Apenas os animais cujos chifres se fecham numa curva de 360 graus são abatidos pelos caçadores. Resultado: a reprodução fica a cargo dos carneiros de chifres menos vistosos, que geram proles com as mesmas características. Nos últimos trinta anos, o tamanho dos chifres dos carneiros montanheses diminuiu 25%.
Esses dois casos parecem contrariar o que geralmente se pensa a respeito da evolução das espécies: que as alterações significativas em animais ou vegetais levam milênios ou milhões de anos para se concretizar. Como ocorreu, aliás, com o Homo sapiens. Não é bem assim. Há muito os biólogos sabem que a evolução pode ocorrer rapidamente. O próprio Charles Darwin, o naturalista inglês que formulou a teoria da evolução das espécies, registrou transformações rápidas, determinadas pela interferência humana, em cães e pombos.
Mais recentemente, constatou-se que, em questão de anos, bactérias são capazes de desenvolver resistência aos antibióticos e pragas tornam-se imunes a pesticidas. O que tem espantado os cientistas é que essa evolução a jato, antes restrita a casos pontuais, está ocorrendo na natureza com uma freqüência impressionante, em centenas de espécies – e quase sempre se enxerga nelas a mão do homem.

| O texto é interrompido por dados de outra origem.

PR #614, opened 2020-11-18
[docker] fix arm/v7 docker build

simonlingoogle:
Seems to be a known issue: https://gitlab.kitware.com/cmake/cmake/-/issues/20568, which is already fixed by https://gitlab.kitware.com/cmake/cmake/-/merge_requests/5258. But this fix won't be available until cmake 3.19.0. 

I tried to downgrade the cmake version to 3.10.x or 3.13.x or 3.15.x but got a number of issues when building. 

Now, A reasonable fix I can see is using `ubuntu:bionic` for `armv7`, and keep using `ubuntu:focal` for arm64 and amd64.  This has been verified to work well. 

We can upgrade to `ubuntu:focal` or higher for `armv7` when cmake 3.19.0 is officially released. 

Sounds a good idea for you? @bukepo @wgtdkp @gjc13 @jwhui


bukepo (approved):
LGTM:+1:

wgtdkp (approved):
LGTM :+1:

jwhui (approved):
Thanks! 👍

rodrigobrochado:
@simonlingoogle Cmake 3.19 was released yesterday, right? :) would it be likely to update it on ot-br?

simonlingoogle:
> @simonlingoogle Cmake 3.19 was released yesterday, right? :) would it be likely to update it on ot-br?

Yes it is. But it's not installable via pip3 yet.

PR #1310, opened 2022-03-24
[logging] use capitalized first letter for log messages

superwhd:
I checked all logging lines by `grep -rn otbrLog src/` and `discovery_proxy.cpp` is the only file using lower case for every first letter in log messages.


simonlingoogle (approved):
LGTM 👍 

Thanks!

jwhui (approved):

As alterações no clima global causadas pelo efeito estufa, por exemplo, têm feito com que várias espécies modifiquem seu ciclo vital para se adequar às mudanças de temperatura. Cientistas da Universidade de Alberta, no Canadá, descobriram que as fêmeas do esquilo vermelho da região canadense do Yukon passaram a dar à luz na primavera dezoito dias mais cedo do que há dez anos. A explicação é que a primavera na região hoje também começa antes. Mesmo quando o ser humano pensa estar colaborando para proteger as espécies, pode estar, na verdade, contribuindo para que elas sofram processos de seleção artificiais e indesejáveis. O melhor exemplo disso está no fundo do mar e dos rios.

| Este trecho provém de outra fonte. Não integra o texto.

PR #1314, opened 2022-03-25
[mac] remove beacons payload

edmont:
Thread Specification v1.2.1 removes support for Thread Beacons payload.

### DIFF
--- a/src/openwrt/view/admin_thread/thread_scan.htm
+++ b/src/openwrt/view/admin_thread/thread_scan.htm
@@ -74,12 +74,9 @@
 		<div class="table">
 			<div class="tr table-titles">
 				<div class="th col-1 center"><%:RSSI%></div>
-				<div class="th col-3 center"><%:Network Name%></div>
 				<div class="th col-1 center"><%:Channel%></div>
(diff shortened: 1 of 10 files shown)


src/openwrt/view/admin_thread/thread_scan.htm
```diff
@@ -74,12 +74,9 @@ <h2><%:Join Network: Thread Scan%></h2>
 		<div class="table">
 			<div class="tr table-titles">
 				<div class="th col-1 center"><%:RSSI%></div>
-				<div class="th col-3 center"><%:Network Name%></div>
```
bukepo, line 77: We probably want to use `Discover`, the commissioning process requires `network name` and `extended panid` for computing `pskc`.

edmont: Any insight about which places in the code to modify? I'm not very familiar with this `openwrt` functionality.

jwhui: We can address this in a separate PR.

jwhui (approved):

PR #1325, opened 2022-04-02
[agent] remove `InstanceParams` class

simonlingoogle:
This commit removes the `InstanceParams` to make the code more clean.


src/backbone_router/nd_proxy.hpp
```diff
@@ -150,6 +152,7 @@ class NdProxyManager : public MainloopProcessor, private NonCopyable
     int HandleNetfilterQueue(struct nfq_q_handle *aNfQueueHandler, struct nfgenmsg *aNfMsg, struct nfq_data *aNfData);
 
     otbr::Ncp::ControllerOpenThread &mNcp;
+    std::string                      mBackboneInterfaceName;
```
bukepo, line 155: interface has fixed max length, is it better to use char array?

simonlingoogle: The max interface name size is more than 100 bytes, but a typical interface name is only about 10 bytes. It seems a waste of memory to pre-allocate big buffers. 

Moreover, std::string is much more easier to use.

So, I would prefer using std::string as is. 

Thoughts?

bukepo: From https://github.com/spotify/linux/blob/master/include/linux/if.h#L26, it's only 16 bytes long.

simonlingoogle: > From https://github.com/spotify/linux/blob/master/include/linux/if.h#L26, it's only 16 bytes long.

thanks for the link. 

It's still more convenient to use std::string? 

I don't think there is obvious advantage of using fixed length char arrays.

bukepo (approved):

src/backbone_router/nd_proxy.cpp
```diff
@@ -377,8 +376,8 @@ otbrError NdProxyManager::InitIcmp6RawSocket(void)
     VerifyOrExit(mIcmp6RawSock >= 0, error = OTBR_ERROR_ERRNO);
 
 #if __linux__
-    VerifyOrExit(setsockopt(mIcmp6RawSock, SOL_SOCKET, SO_BINDTODEVICE, InstanceParams::Get().GetBackboneIfName(),
-                            strlen(InstanceParams::Get().GetBackboneIfName())) == 0,
+    VerifyOrExit(setsockopt(mIcmp6RawSock, SOL_SOCKET, SO_BINDTODEVICE, mBackboneInterfaceName.c_str(),
+                            strlen(mBackboneInterfaceName.c_str())) == 0,
```
superwhd, line 380: Use `mBackboneInterfaceName.size()`?

superwhd (approved):
LGTM with a nit 👍

src/backbone_router/nd_proxy.cpp
simonlingoogle: Good catch

jwhui (approved):

PR #1326, opened 2022-04-02
[web-service] ot-client: add needed header for fd_set() call

Stefan-Schmidt:
The select.h header file is needed for fd_set(). Depending on the
compiler and libc combinations this will result in an error when
not included. I saw the error with gcc and musl on our builds.

Signed-off-by: Stefan Schmidt <stefan.schmidt@huawei.com>

### DIFF
--- a/src/web/web-service/ot_client.cpp
+++ b/src/web/web-service/ot_client.cpp
@@ -39,6 +39,7 @@
 #include <stdio.h>
 #include <stdlib.h>
 #include <string.h>
+#include <sys/select.h>
 #include <sys/socket.h>
 #include <sys/un.h>
 #include <unistd.h>


src/web/web-service/ot_client.cpp
```diff
@@ -41,6 +41,7 @@
 #include <string.h>
 #include <sys/socket.h>
 #include <sys/un.h>
+#include <sys/select.h>
```
jwhui, line 44: nit: our coding style requires the include ordering to be alphabetical
```suggestion
#include <sys/select.h>
#include <sys/socket.h>
#include <sys/un.h>
```

Stefan-Schmidt:
Fair point, I did not pay attention to this. Fixed now.

jwhui (approved):
Thanks! 👍🏼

Muitos pescadores de fim de semana, ao puxar o anzol, costumam ficar apenas com os peixes grandes e devolver os pequenos à água. Pescadores profissionais fazem o mesmo ao usar redes de malha larga, que retêm os peixes grandes e poupam os miúdos. Nos dois casos, aposta-se no princípio de que, poupando os peixes jovens, se garantem a preservação da espécie e a futura pesca de exemplares grandes e saudáveis. Ao retirarem sistematicamente os peixes grandes do seu habitat, no entanto, os pescadores acabam por promover a reprodução entre os peixes de pequeno porte. O resultado é que, com o passar do tempo, os exemplares da espécie ficam cada vez menores. Além disso, peixes de menor porte geram menos ovas, o que acarreta a diminuição – e não o aumento – do cardume. É justamente isso que vem ocorrendo com alguns tipos de bacalhau, que hoje têm quase a metade do tamanho que apresentavam há poucas décadas.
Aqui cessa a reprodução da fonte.